REQUIREMENT >>
Identify all lines of the data containing the string "implementing" and copy them.

*** RECORDS SHOWN ***

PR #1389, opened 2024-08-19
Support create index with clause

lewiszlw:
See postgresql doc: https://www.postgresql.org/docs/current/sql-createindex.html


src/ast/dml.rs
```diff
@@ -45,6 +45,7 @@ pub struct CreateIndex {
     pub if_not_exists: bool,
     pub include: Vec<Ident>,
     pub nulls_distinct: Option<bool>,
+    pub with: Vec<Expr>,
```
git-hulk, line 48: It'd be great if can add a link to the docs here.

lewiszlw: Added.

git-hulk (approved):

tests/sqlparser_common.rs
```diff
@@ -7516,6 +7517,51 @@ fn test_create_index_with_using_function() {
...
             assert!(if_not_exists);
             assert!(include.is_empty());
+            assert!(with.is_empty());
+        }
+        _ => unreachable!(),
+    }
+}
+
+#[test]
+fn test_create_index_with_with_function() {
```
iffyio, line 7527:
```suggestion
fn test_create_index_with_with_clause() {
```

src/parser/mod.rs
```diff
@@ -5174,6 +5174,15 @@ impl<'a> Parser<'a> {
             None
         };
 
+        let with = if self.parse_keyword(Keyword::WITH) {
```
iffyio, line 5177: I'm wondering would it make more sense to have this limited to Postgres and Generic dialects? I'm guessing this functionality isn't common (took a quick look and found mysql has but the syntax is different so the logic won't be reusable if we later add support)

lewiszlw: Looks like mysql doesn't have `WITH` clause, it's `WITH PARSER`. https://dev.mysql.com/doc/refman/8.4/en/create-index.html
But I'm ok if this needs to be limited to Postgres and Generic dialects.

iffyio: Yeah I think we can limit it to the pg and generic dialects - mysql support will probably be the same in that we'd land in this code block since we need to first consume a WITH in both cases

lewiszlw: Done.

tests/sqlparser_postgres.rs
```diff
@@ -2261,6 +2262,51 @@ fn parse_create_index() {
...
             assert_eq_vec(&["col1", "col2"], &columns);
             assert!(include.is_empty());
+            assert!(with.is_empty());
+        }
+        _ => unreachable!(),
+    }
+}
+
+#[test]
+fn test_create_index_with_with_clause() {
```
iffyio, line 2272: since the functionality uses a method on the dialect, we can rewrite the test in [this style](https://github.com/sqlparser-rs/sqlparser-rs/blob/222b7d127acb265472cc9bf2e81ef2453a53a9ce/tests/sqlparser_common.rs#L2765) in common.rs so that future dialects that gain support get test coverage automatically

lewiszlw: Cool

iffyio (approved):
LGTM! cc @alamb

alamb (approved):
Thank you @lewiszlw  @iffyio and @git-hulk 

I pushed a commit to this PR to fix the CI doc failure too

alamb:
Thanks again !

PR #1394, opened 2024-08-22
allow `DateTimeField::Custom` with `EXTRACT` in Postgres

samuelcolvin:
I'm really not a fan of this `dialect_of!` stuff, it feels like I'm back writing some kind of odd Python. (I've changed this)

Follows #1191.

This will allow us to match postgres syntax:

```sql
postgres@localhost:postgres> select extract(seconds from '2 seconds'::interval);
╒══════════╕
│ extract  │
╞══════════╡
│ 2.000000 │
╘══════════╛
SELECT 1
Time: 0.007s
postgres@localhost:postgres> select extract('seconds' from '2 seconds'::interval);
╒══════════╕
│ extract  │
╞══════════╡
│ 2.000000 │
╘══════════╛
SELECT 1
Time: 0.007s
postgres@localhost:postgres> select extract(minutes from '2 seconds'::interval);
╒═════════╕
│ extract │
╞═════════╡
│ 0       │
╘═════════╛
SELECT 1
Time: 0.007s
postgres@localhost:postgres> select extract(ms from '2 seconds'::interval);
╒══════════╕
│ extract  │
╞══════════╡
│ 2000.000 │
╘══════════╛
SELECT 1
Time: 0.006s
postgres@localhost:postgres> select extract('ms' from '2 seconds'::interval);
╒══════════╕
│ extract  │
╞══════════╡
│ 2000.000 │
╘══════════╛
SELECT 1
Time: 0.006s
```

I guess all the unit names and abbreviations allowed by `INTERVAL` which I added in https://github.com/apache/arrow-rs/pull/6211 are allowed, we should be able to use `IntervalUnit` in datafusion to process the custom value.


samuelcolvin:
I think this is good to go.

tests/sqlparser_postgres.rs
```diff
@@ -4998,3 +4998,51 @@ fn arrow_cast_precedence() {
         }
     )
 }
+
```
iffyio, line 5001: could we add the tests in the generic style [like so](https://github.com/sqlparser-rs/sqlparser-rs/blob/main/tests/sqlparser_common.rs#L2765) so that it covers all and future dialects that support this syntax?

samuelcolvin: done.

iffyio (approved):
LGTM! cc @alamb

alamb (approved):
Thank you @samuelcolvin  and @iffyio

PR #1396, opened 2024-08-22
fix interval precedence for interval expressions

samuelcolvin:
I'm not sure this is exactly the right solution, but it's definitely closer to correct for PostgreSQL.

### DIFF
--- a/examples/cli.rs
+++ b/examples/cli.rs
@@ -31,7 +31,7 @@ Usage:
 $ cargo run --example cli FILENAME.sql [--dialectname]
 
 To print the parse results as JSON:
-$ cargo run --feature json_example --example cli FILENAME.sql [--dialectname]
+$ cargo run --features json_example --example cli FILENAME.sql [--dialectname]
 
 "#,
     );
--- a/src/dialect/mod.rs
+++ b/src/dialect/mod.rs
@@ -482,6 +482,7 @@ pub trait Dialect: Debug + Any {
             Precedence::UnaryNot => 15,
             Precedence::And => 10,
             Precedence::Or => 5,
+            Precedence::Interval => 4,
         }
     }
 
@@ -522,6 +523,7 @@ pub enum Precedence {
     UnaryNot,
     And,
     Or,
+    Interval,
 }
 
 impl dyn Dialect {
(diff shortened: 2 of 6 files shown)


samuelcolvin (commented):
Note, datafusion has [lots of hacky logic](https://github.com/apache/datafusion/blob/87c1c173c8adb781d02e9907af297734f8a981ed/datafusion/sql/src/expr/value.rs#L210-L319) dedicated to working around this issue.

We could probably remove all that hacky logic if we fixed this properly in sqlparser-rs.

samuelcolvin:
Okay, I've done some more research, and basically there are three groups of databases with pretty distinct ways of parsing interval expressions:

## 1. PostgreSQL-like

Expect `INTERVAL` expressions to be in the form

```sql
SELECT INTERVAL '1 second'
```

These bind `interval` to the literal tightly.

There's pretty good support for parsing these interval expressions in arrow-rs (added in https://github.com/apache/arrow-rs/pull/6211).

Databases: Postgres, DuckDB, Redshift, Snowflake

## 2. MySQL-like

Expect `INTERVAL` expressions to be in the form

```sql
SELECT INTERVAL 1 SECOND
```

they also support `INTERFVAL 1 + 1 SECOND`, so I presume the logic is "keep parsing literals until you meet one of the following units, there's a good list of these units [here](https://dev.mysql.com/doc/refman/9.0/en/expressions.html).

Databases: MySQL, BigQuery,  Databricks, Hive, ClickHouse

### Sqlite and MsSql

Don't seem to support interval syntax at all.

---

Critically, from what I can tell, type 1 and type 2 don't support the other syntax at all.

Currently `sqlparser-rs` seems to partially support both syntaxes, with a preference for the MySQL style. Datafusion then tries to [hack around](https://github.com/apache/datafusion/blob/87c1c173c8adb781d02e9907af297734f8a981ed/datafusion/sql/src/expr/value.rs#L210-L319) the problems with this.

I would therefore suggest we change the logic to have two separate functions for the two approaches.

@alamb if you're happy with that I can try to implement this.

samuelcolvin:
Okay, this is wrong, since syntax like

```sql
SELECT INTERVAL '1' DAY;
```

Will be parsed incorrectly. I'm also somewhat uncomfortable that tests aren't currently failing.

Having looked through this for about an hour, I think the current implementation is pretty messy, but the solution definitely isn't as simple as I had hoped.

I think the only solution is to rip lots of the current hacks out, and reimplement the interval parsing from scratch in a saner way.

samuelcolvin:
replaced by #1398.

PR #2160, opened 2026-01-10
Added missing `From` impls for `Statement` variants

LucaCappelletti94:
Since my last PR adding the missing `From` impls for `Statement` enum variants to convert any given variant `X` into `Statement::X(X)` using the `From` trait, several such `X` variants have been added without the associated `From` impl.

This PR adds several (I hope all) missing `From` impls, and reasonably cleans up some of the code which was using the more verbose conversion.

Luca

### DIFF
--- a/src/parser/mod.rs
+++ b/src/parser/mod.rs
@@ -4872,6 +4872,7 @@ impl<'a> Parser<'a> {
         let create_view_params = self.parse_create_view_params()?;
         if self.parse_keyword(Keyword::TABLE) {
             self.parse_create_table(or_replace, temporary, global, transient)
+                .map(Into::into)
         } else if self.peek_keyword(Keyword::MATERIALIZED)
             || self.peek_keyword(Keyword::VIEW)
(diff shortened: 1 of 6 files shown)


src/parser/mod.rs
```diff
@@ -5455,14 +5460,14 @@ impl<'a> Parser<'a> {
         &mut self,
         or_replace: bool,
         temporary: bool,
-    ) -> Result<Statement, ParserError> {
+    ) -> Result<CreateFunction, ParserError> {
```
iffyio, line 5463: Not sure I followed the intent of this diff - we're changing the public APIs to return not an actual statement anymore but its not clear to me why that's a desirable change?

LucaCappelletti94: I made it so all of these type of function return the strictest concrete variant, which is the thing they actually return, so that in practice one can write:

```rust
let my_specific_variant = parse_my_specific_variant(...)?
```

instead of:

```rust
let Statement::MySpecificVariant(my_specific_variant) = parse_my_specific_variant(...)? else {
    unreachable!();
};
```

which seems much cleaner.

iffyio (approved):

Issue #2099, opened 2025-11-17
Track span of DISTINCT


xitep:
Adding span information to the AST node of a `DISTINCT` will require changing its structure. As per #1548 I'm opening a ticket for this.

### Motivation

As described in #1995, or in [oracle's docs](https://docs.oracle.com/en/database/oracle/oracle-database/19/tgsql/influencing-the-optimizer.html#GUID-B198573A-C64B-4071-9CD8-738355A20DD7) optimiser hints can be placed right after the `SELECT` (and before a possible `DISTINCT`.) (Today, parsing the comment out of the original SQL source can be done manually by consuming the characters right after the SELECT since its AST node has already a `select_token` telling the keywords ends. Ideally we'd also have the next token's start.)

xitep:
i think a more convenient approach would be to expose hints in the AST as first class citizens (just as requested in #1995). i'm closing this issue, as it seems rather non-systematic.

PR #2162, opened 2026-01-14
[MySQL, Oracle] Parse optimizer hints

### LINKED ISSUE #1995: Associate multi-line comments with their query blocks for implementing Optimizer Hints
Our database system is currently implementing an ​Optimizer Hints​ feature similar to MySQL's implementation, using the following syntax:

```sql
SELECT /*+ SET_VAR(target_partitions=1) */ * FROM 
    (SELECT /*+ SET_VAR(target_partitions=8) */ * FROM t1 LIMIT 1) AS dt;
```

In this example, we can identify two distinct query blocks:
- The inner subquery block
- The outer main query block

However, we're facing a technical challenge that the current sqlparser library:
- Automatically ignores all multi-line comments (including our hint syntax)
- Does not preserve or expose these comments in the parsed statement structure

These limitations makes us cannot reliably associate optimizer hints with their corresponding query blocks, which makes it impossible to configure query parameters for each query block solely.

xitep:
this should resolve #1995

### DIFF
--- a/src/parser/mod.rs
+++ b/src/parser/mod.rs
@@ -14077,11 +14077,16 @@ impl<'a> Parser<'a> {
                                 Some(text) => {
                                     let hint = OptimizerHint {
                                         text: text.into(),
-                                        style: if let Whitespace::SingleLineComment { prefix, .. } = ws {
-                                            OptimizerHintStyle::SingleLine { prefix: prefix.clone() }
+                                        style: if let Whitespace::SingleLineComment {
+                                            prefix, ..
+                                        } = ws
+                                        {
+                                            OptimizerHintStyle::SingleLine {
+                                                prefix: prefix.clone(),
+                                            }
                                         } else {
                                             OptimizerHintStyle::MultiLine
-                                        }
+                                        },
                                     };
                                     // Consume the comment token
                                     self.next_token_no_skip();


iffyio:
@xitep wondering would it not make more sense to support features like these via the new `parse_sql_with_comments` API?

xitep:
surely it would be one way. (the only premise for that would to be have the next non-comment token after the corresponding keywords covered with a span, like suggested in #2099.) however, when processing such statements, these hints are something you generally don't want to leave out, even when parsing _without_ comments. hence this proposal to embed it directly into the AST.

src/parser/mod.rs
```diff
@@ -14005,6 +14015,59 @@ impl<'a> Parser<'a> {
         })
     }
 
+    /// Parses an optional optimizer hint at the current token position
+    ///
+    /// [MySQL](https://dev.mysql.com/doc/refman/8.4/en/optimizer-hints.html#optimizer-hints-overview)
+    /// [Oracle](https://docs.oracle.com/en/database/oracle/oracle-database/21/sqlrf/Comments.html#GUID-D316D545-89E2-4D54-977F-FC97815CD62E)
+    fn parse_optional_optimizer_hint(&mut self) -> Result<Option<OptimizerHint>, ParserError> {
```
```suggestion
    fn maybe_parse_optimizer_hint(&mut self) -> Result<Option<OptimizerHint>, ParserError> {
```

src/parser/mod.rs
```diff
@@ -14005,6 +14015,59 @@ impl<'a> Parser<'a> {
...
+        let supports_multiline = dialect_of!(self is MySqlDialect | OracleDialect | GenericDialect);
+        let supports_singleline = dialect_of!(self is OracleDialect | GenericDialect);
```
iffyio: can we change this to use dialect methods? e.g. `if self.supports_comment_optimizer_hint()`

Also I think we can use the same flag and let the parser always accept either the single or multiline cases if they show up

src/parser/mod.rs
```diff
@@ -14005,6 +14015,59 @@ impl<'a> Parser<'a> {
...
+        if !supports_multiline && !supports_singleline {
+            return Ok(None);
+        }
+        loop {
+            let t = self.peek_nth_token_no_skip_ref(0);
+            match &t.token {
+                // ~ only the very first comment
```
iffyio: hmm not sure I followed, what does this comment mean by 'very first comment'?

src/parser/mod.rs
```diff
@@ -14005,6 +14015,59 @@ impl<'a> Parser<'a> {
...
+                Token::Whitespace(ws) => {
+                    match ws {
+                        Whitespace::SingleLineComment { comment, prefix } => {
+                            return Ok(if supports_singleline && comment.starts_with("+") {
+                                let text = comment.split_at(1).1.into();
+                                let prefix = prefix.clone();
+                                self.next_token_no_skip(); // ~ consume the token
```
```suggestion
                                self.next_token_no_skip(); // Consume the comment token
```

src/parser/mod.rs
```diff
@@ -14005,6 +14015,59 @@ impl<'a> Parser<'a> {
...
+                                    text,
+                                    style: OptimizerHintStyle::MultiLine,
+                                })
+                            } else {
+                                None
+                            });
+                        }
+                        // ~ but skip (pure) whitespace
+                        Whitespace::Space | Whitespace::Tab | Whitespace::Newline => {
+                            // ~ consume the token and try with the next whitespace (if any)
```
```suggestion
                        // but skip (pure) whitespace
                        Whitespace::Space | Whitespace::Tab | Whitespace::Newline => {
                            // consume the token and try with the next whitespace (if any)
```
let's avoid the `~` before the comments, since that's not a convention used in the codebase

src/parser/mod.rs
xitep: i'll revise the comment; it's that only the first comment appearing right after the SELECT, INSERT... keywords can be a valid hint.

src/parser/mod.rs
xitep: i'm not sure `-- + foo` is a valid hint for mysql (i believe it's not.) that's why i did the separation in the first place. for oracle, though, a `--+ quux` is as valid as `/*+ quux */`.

*** End of RECORDS SHOWN ***

ANSWER SECTION >>
### LINKED ISSUE #1995: Associate multi-line comments with their query blocks for implementing Optimizer Hints
Our database system is currently implementing an ​Optimizer Hints​ feature similar to MySQL's implementation, using the following syntax:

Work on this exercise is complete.